▸ Work task
Return the records exactly as they are.

.....

PR #14754, opened 2022-11-14
client: Use func without format

sashamelentyev:
Signed-off-by: Sasha Melentyev <sasha@melentyev.io>


ahrtr (approved):
LGTM

Thank you @sashamelentyev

.....

▸ Response
PR #14754, opened 2022-11-14
client: Use func without format

sashamelentyev:
Signed-off-by: Sasha Melentyev <sasha@melentyev.io>


ahrtr (approved):
LGTM

Thank you @sashamelentyev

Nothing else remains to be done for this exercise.